On 4 October 2011 20:47, martin odersky <martin....@epfl.ch> wrote:

Sure. So we need a compromise. But there's value in standardizing,
too.

I agree, but that doesn't necessarily mean a single, monolithic predef. It already gets in the way with things like the StringAdd pimp and + operator - makes sense form a Java compatibility point of view, but has lead to so many compilation and/or run-time errors for me. The proposal to add ??? to predef is in itself not that objectionable to me. It's more that it's the straw that breaks the camel's back. 
 
My reaction is the usual: Make simple things easy and hard things
possible.

This is a philosophy that I do agree with, but at some point it's necessary to recognise that one size does not fit all, and that the base-level environment needed for teaching, rapid prototyping, developing stable code (and perhaps other development profiles) are all different and are not monotonic extensions of one-another. The current monolithic predef doesn't support us in recognising this. I see this discussion as intimately related to the idea of modularising the core library.

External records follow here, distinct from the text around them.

PR #3334, opened 2018-09-24
Update SCI to 1.6.0

Krigpl:
SOo Concent can provide different GNTDeposit addresses depending on cluster (it's not on this PR though).


mfranciszkiewicz (approved):
Uhm, ok

PR #3337, opened 2018-09-24
Add current user to hyperv group

maaktweluit:
screen shot 2018-09-24 at 16 47 07


Wiezzel (commented):
How is the group creation supposed to work? Will Windows somehow magically assign the appropriate SID and permissions based on the name we provide? It doesn't look possible to me. Also, the name should depend on system's language.

maaktweluit:
@Wiezzel good catch!

 found the group is created when windows is installed, so i think we can remove this block.

Wiezzel:
Also, I cannot see what happens if adding user to the group fails.

maaktweluit:
screen shot 2018-09-24 at 18 03 06

Updated without the create block . ^

Currently nothing happens when the `add` fails, should we fail the installer?

Wiezzel:
I believe that failure should stop the installer. This not an extra feature. This is really necessary to run Golem.

maaktweluit:
Sounds reasonable :) updated the script to fail if the check does not complete the second time:

screen shot 2018-09-25 at 13 11 50

Wiezzel (approved):
:+1:

PR #3341, opened 2018-09-25
Add directory support to resultpackage module

mplebanski:
This allows specifying a directory in "resources" key in task
definition, e.g.:

```
{
    ...
        "resources": [
            '/home/user/task_data'
        ]
    ...
}
```

All files and subdirectories will be zipped under 'task_data' directory
inside a package.

### DIFF
--- a/golem/task/result/resultpackage.py
+++ b/golem/task/result/resultpackage.py
@@ -153,7 +153,8 @@ class ZipPackager(Packager):
                     ZipPackager.zip_append(archive, os.path.join(root, d),
                                            os.path.join(subdirectory, d))
                 for f in files:
-                    archive.write(os.path.join(root, f), os.path.join(subdirectory, f))
+                    archive.write(os.path.join(root, f),
+                                  os.path.join(subdirectory, f))
                 break
         elif os.path.isfile(path):
             archive.write(path, os.path.join(subdirectory, basename))
--- a/golem/task/result/resultpackage.py
+++ b/golem/task/result/resultpackage.py
@@ -109,7 +109,6 @@ class Packager(object):
     def write_cbor_file(self, obj, file_name, cbor_data):
         pass
 
-
 class ZipPackager(Packager):
 
     ZIP_MODE = zipfile.ZIP_STORED  # no compression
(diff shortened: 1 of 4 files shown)


golem/task/result/resultpackage.py
```diff
@@ -141,6 +141,25 @@ def package_name(cls, file_path):
             return file_path
         return file_path + '.zip'
 
+    @staticmethod
+    def zip_append(ob, path, rel=""):
```
Wiezzel: I have following comments regarding this method:
1) Parameter names are not explanatory to me. I could guess that `path` points to the file/directory we want to add to a zip archive and `ob` is probably some object representing this archive but it's not obvious. Type annotations would help too. And the role of `rel` argument is still not clear to me after reading the code.
2) Are directory paths with trailing slashes handled well? As far as I can remember `os.path.basename()` returns empty string when called on such path.
3) This method could be unit-tested by creating some temporary files/directories and mocking `ob`. Please add some unit tests. Apart from assuring correctness they would help to understand the function's desired behaviour.
4) I'm not sure if silently skipping non-existent paths is a good choice. I'd rather go with raising an exception or at least displaying a warning.

Wiezzel (changes requested):

golem/task/result/resultpackage.py
mplebanski: Thanks for comments. 

Ad 1 
As suggested I refactored names `ob` to `archive` and `rel` to `subdirectory`. Is the `rel` paramter clear now? 

Ad 2
Fixed that with `rstrip('/')`. I am not sure if I should put this inside `zip_append` function or leave it where it is now. 

Ad 3 
Added 

Ad 4 
True, I added `RuntimeException` with appropriate explanation

tests/golem/task/result/test_resultpackage.py
```diff
@@ -82,6 +82,83 @@ def testExtract(self):
...
+        path, _ = zp.create(self.out_path, self.disk_files, None)
+
+        self.assertTrue(os.path.exists(path))
+
+    def testExtract(self):
+        zp = ZipPackager()
+        zp.create(self.out_path, self.disk_files, None)
+        files, _ = zp.extract(self.out_path)
+
+        self.assertTrue(len(files) == len(self.expected_results))
```
Wiezzel: Why compare only lengths? I'd say we should check if the directory structure is OK.

mplebanski:
(Alt Text

Wiezzel (approved):

PR #3343, opened 2018-09-26
fix Concent integration tests after introduction of the new RPC authentication

### LINKED ISSUE #3336: Provide helpful message when WAMPCRA secret is missing
Currently if you use custom datadir (`./golemapp.py -d <datadir>`) then `./golemcli.py` fails with `Maybe you forgot to create secrets?`. It would be more helpful to suggest `-d` parameter for `golemcli.py`.

Introduced in #3171

### LINKED ISSUE #3342: make Concent integration tests compatible with the new RPC authentication

shadeofblue:
+ provide a more meaningful exception message

closes #3342
closes #3336

### DIFF
--- a/golem/rpc/cert.py
+++ b/golem/rpc/cert.py
@@ -19,7 +19,7 @@ DH_PARAM_BITS_LOW = 1024
 KEY_BITS = 2048
 
 
-class CertificateException(Exception):
+class CertificateError(Exception):
     pass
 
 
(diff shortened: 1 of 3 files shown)


golem/rpc/cert.py
```diff
@@ -19,6 +19,10 @@
 KEY_BITS = 2048
 
 
+class CertificateException(Exception):
```
jiivan: `CertificateError`

jiivan (commented):
`*Error` is more pythonic, otherwise LGTM.

jiivan (approved):

PR #3345, opened 2018-09-26
Move repeated code to a common base in TaskCore

Krigpl:
Move repetitive piece of code to a common base.
This isn't non functional change for Lux, but I think way is more appropriate and Lux is going away anyway.

### DIFF
--- a/apps/dummy/task/dummytask.py
+++ b/apps/dummy/task/dummytask.py
@@ -101,8 +101,6 @@ class DummyTask(CoreTask):
 
     def accept_results(self, subtask_id, result_files):
         super().accept_results(subtask_id, result_files)
-        node_id = self.subtasks_given[subtask_id]['node_id']
-        TaskClient.assert_exists(node_id, self.counting_nodes).accept()
         self.num_tasks_received += 1
 
     def __get_result_file_name(self, subtask_id: str) -> str:
--- a/apps/dummy/task/dummytask.py
+++ b/apps/dummy/task/dummytask.py
@@ -15,7 +15,6 @@ from apps.dummy.task.dummytaskstate import DummyTaskDefaults, DummyTaskOptions
 from apps.dummy.task.dummytaskstate import DummyTaskDefinition
 from apps.dummy.task.verifier import DummyTaskVerifier
 from golem.task.taskbase import Task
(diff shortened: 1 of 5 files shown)


apps/dummy/task/dummytask.py
```diff
@@ -101,8 +101,6 @@ def query_extra_data(self,
 
     def accept_results(self, subtask_id, result_files):
         super().accept_results(subtask_id, result_files)
-        node_id = self.subtasks_given[subtask_id]['node_id']
-        TaskClient.assert_exists(node_id, self.counting_nodes).accept()
```
maaktweluit, line 105: you left an unused import here

mplebanski:
A more meaningful commit message would be useful

Wiezzel (commented):
Looks good, but:
1) I don't get the Lux part. I mean I have no idea why these instructions were placed inside that loop in the first place.
2) What about moving `self.num_tasks_received += 1` to `CoreTask` as well?

maaktweluit (changes requested):
LGTM!

same comment 3x on all non-core files

will approve after fix :)

maaktweluit:
@Wiezzel was thinking the same, but after i looked at the rendertask one it shows multiple results
https://github.com/golemfactory/golem/pull/3345/files#diff-0eb7ac38825687120c20b4fd70f9008bL205

Wiezzel:
@maaktweluit I think we've just established on #developers channel that `start_task` and `end_task` are always equal.

maaktweluit:
@Wiezzel i did not see that those 2 where related, then the loop can be ignored.

maaktweluit (approved):

Wiezzel:
@Krigpl Why did you ignore my comment? :crying_cat_face:

Krigpl:
@Wiezzel Sorry, I meant to answer you:
> What about moving self.num_tasks_received += 1 to CoreTask as well?

I wanted to do that, but then I thought that it looks innocent but may spark a larger discussion that I didn't want to conduct in this PR so I sticked to my original change (since I wanted to clean up the usage of `TaskClient` and not do general clean up). But otherwise yeah, this can be done.

Wiezzel:
@Krigpl OK, that's fine.

PR #3346, opened 2018-09-26
More short node_ids, part 3

maaktweluit:
Small improvements to logs:
- use `short_node_id` or `node_info_str` where possible
- make logs in the same function more consistent in data printed.

### DIFF
--- a/golem/task/taskkeeper.py
+++ b/golem/task/taskkeeper.py
@@ -183,7 +183,7 @@ class CompTaskKeeper:
 
     def add_request(self, theader: TaskHeader, price: int):
         # price is task_header.max_price
-        logger.debug('CT.add_request()')
+        logger.debug('CT.add_request(%r, %d)', theader, price)
         if price < 0:
             raise ValueError("Price should be greater or equal zero")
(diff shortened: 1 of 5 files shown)


golem/task/taskkeeper.py
```diff
@@ -183,7 +183,7 @@ def restore(self):
 
     def add_request(self, theader: TaskHeader, price: int):
         # price is task_header.max_price
-        logger.debug('CT.add_request()')
+        logger.debug('CT.add_request(%r, %d)', theader, price)
```
Krigpl, line 186: If you wanna display price you probably wanna divide it by 10^18 (`denoms.ether`) for readability

Krigpl (approved):
thumbupglitch

golem/task/taskkeeper.py
maaktweluit: good one!

In this case i'm not sure if we want to show the arguments or the price. Since its a debug log i think the first, so propose to leave it as is.

mfranciszkiewicz (approved):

As a straw-man example, the portions of the predef that makes scala behave a bit like Java (e.g. + coercion to string), together with the implicits for translating between java and scala collections could be bundled up into a 'java interoperability' package object. Those coming from Java would be encouraged to say: import scala.javaInterop, and as they become more confident, they will learn to use the specific imports for the specific interop they require.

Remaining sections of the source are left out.